As imagens mostram que, naquela madrugada, Antônio Vitor perambulou pelas ruas por horas, com uma faca na mão e sob efeito de entorpecentes, perseguindo mulheres. “Além da vítima fatal que foi assassinada naquela manhã, três outras mulheres foram perseguidas por ele com faca na mão”, revelou o assistente de acusação.
Ele narrou um caso específico em que o acusado desistiu de abordar uma possível vítima apenas porque uma viatura policial apareceu no local. “Certamente qualquer outra mulher que cruzasse o caminho daquele assassino podia ter sido vitimada”.

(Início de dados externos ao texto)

PR #1763, opened 2018-11-18
Various fixes to extension disconnect errors

### LINKED ISSUE #1590: Consider adding a way to detect that wedo2 has disconnected?
We should consider whether to add a way to detect that a wedo2 has become disconnected (e.g. because the peripheral has gone out of range, or the battery has died or been removed). One way would be to send a request at some interval (e.g. to check the battery level), which would error in those cases.

evhan55:
### Resolves

- Resolves #1590: Consider adding a way to detect that wedo2 has disconnected?
- Fixes disconnect error handling in existing hardware extensions to correctly clear timeouts and other data

### Notes

- In implementing this fix for LEGO WeDo2, I noticed that error handling wasn't quite complete among all the hardware extensions.  This PR changes BLE/BT sockets to take in `disconnectCallback`s in order to properly have hardware extensions clear any remaining timeoutIDs on the window, clear locally stored data, etc.  As a result of those enhancements, this PR requires testing all three extensions.
- Disconnect alerts might look too large, that's being addressed in another PR
- Once this lands, then https://github.com/LLK/scratch-gui/pull/3922 can land as well

### Testing LEGO WeDo 2
1. Load extension and connect LEGO WeDo2
2. Turn off LEGO WeDo2 by pressing button for 3 seconds
3. In 5 seconds or less, should see disconnect alert and status button should turn orange

### Testing EV3
1. Load extension and connect EV3
2. Turn off EV3
3. In a few seconds, should see disconnect alert and status button should turn orange

### Testing micro:bit
1. Load extension and connect micro:bit
2. Turn off micro:bit
3. In 5 seconds, should see disconnect alert and status button should turn orange


src/extensions/scratch3_microbit/index.js
```diff
@@ -317,7 +317,11 @@ class MicroBit {
 
         // cancel disconnect timeout and start a new one
         window.clearInterval(this._timeoutID);
-        this._timeoutID = window.setInterval(this.disconnect, BLETimeout);
+        this._timeoutID = window.setInterval(
+            // send an error to the BLE socket
+            this._ble._sendDisconnectError.bind(this._ble, 'micro:bit stopped receiving data'),
```
evhan55: This is a slight hack, but better than before.  The micro:bit extension sends an error to the BLE socket with an internal error string (that doesn't need to be translated), and then that triggers all the correct disconnect error behavior.

src/extensions/scratch3_microbit/index.js
```diff
@@ -317,7 +317,11 @@ class MicroBit {
 
         // cancel disconnect timeout and start a new one
         window.clearInterval(this._timeoutID);
-        this._timeoutID = window.setInterval(this.disconnect, BLETimeout);
+        this._timeoutID = window.setInterval(
+            // send an error to the BLE socket
+            this._ble._sendDisconnectError.bind(this._ble, 'micro:bit extension stopped receiving data'),
```
evhan55: This might look slightly confusing, but it is better than before. The micro:bit extension sends an error to the BLE socket with an internal error string (that doesn't need to be translated), and then that triggers all the correct disconnect error behavior for both the micro:bit extension and the BLE socket.

cwillisf: It might make sense to create a constant for this instead of using a magic ~number~string. Also, if this is caught by the BLE class it should probably not include "micro:bit" in the string... maybe "BLE extension stopped receiving data"?

ericrosenbaum:
Starting to test this now.  Weirdly, it seems that _checkBatteryLevel does not cause an error if you actually disconnect the battery. It does work exactly as you describe (i.e. if you power down the WeDo with its button), so I guess this is a separate problem. I'll file an issue to investigate that separately.

src/extensions/scratch3_wedo2/index.js
```diff
@@ -757,6 +779,20 @@ class WeDo2 {
...
+     * Check the battery level on the WeDo 2.0. If the WeDo 2.0 has disconnected
+     * for some reason, the BLE socket will get an error back and automatically
+     * close the socket.
+     */
+    _checkBatteryLevel () {
+        this._ble.read(
+            BLEService.DEVICE_SERVICE,
+            BLECharacteristic.LOW_VOLTAGE_ALERT,
+            false,
+            this._onMessage // will ignore result
```
cwillisf: Since `optStartNotifications` is false I think it would make more sense to just leave out the last two parameters here.

ericrosenbaum:
I tested on Windows 10 version 1703, but there are other problems that interact with these changes, so probably we should just ignore that until we have 1703 working properly.

ericrosenbaum:
I found one problem (platform independent) that will need fixing- the disconnect button in the connection modal does not fully work. It disconnects the device, but the status indicator in the blocks menu does not update. To repro:

- Connect to a microbit
- Close the connection modal
- Re-open the connection modal by clicking the status indicator
- Click the "disconnect" button in the connection modal
- Note that the microbit is disconnected (scrolling its name) but that status indicator in the blocks menu still shows connected

cwillisf (changes requested):
Some minor nitpicks but otherwise the code looks fine to me. I don't immediately see the cause of the problem that @ericrosenbaum mentioned, though :/

evhan55:
> I found one problem (platform independent) that will need fixing- the disconnect button in the connection modal does not fully work. It disconnects the device, but the status indicator in the blocks menu does not update. To repro:
> 
> * Connect to a microbit
> * Close the connection modal
> * Re-open the connection modal by clicking the status indicator
> * Click the "disconnect" button in the connection modal
> * Note that the microbit is disconnected (scrolling its name) but that status indicator in the blocks menu still shows connected

Sounds good, will investigate, thank you!

src/extensions/scratch3_microbit/index.js
evhan55: Thanks! This is being sent from within the microbit class in this case, but a more generic string probably makes sense anyway, and making it a constant, too. 👍

src/extensions/scratch3_wedo2/index.js
evhan55: Oh I see, thanks

evhan55:
@ericrosenbaum Thank you for catching the status icon error!  I have addressed it, and also created a new PR in gui to match (which you will need to test for the correct behavior):

https://github.com/LLK/scratch-gui/pull/3922

Edit:
Just FYI, I tested all these scenarios on both those branches:

EV3:
- connect EV3
- turn off Scratch Link, turn off EV3, turn off bluetooth > all give alert + icon goes orange
- connect EV3
- click disconnect in modal > icon goes orange

micro:bit:
- connect micro:bit
- turn off Scratch Link, turn off micro:bit, turn off bluetooth > all give alert + icon goes orange
- connect micro:bit
- click disconnect in modal > icon goes orange

WeDo2:
- connect WeDo2
- turn off Scratch Link, turn off WeDo2, turn off bluetooth > all give alert + icon goes orange
- connect WeDo2
- click disconnect in modal > icon goes orange

cwillisf (approved):

cwillisf:
The code changes look good to me. I'm 👍 as long as you and @ericrosenbaum are both happy too :)

ericrosenbaum:
I was testing using this branch (also using https://github.com/LLK/scratch-gui/pull/3922) by variously connecting, disconnecting, reconnecting, and got into a bad state. I believe I had:

- connected, disconnected, reconnected EV3 and microbit
- connected, disconnected, reconnected WeDo
- powered down WeDo with the button

At that point, all three extensions have green status indicators, but the WeDo is powered off, and the microbit and EV3 are not responding to commands. I had this error in the console:
```
Uncaught TypeError: this._characteristicDidChangeCallback is not a function
    at BLE.didReceiveCall (lib.min.js:248740)
    at BLE._handleRequest (lib.min.js:257033)
    at BLE._handleMessage (lib.min.js:256987)
    at BLE._onSocketMessage (lib.min.js:256868)
    at WebSocket.JSONRPCWebSocket._this._ws.onmessage
```

I'll try to repro this in a simpler way.

update: I can't reproduce the exact scenario I saw above, but I found a probably-related issue. The WeDo quickly (<1 sec) stops receiving sensor input, and that's what triggers the error above. To repro:

- Connect a WeDo, with a distance sensor attached
- Check the "distance" monitor 
- Move your hand in front of the distance sensor. Note that it quickly stops responding, and there are repeating console errors.

cwillisf:
@ericrosenbaum is this problem new? If not, I suggest we should merge this for the things it does fix, and to help make sure the code doesn't get out of date relative to the rest of `scratch-vm`.

ericrosenbaum:
@cwillisf the problem I'm describing, where the WeDo extension has no sensor input, does not exist on develop (if it were, the extension would be quite broken). As far as I can tell this PR causes it, but I'm not sure how.

cwillisf:
Oh, sorry... I got distracted by the top of your comment with the connect & disconnect instructions and missed the "probably-related" issue at the bottom. That does sound serious :(

evhan55:
@ericrosenbaum @cwillisf I can investigate!  Will reassign it back to myself.

src/extensions/scratch3_wedo2/index.js
```diff
@@ -757,6 +779,20 @@ class WeDo2 {
...
+     * Check the battery level on the WeDo 2.0. If the WeDo 2.0 has disconnected
+     * for some reason, the BLE socket will get an error back and automatically
+     * close the socket.
+     */
+    _checkBatteryLevel () {
+        this._ble.read(
+            BLEService.DEVICE_SERVICE,
+            BLECharacteristic.LOW_VOLTAGE_ALERT,
+            false,
+            this._onMessage // TODO: make optional
```
evhan55: I had to put this back in order to not clear the `characteristicDidChangeCallback` in the BLE socket.

evhan55:
@ericrosenbaum @cwillisf :
Thanks Eric for the catch!  I believe it was only related to the WeDo, but let me know if you find otherwise.

I discovered that by not setting the callback on the new battery level 'read' call to the BLE socket, I was inadvertently clearing the `characteristicDidChangeCallback` for the BLE socket and causing the errors Eric was seeing.  I put the callback back in to the battery read, with a note to perhaps make that optional in the future.

I rebased this code, tested all three devices again, and this time tested both input and output every time a device was connected to make sure.  I marked as 'needs review' again, and will be happy to investigate any further bugs that come up.  I do still believe this PR is needed at some point, so I am happy to keep fine tuning it.

evhan55:
@ericrosenbaum 

One more thing, I found another issue while doing all this testing, which also happens currently on beta.scratch.mit.edu, so I don't think this PR introduces it:

Sometimes (not always), when clicking 'Disconnect' in the connection modal, Scratch successfully disconnects from the WeDo and no data is sent or received, but the WeDo remains powered/looks connected.  This seems to happen on develop right now, I filed an issue:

Réu confessou, mas apresentou versão “mentirosa”
Weryd Simões afirmou que o réu confessou os crimes em todos os momentos: na delegacia, na audiência de custódia e no plenário do júri. No entanto, a acusação rejeita veementemente a motivação apresentada por ele.
“Ele traz uma versão mentirosa de que teria reconhecido a vítima de um abuso que ele teria sofrido na infância”, disse Simões. Segundo essa versão, Josenilda teria trabalhado como babá em sua residência e abusado dele. “Isso é uma inverdade. Ela passou a vida inteira trabalhando de carteira assinada numa escola renomada na cidade de Olinda”.
O assistente de acusação destacou a incoerência da tese. “Como é que ele teria sido abusado como criança e reconhece essa vítima 15 anos depois?”.
Vítima enfrentava problemas de saúde
A reportagem apurou que Josenilda Lins Ezequial da Silva enfrentava sérios problemas de memória e era acompanhada por um psiquiatra. Seu esposo, em depoimento, disse que ela frequentemente manifestava a intenção de “encontrar a mãe”, já falecida há anos.
“Nesse dia, infelizmente, ela foge durante a noite”, explicou Weryd Simões. As câmeras mostram o momento em que a vítima, vulnerável e desorientada, cruza com o acusado e chega a pedir ajuda a ele para descer uma rua. Em seguida, ele comete o crime.
Agora, a conclusão do caso e a possibilidade de um julgamento pelo Tribunal do Júri dependem de um laudo médico. A sociedade aguarda para saber se o autor confesso de uma barbárie será julgado por um colegiado de cidadãos ou se será direcionado para tratamento psiquiátrico compulsório.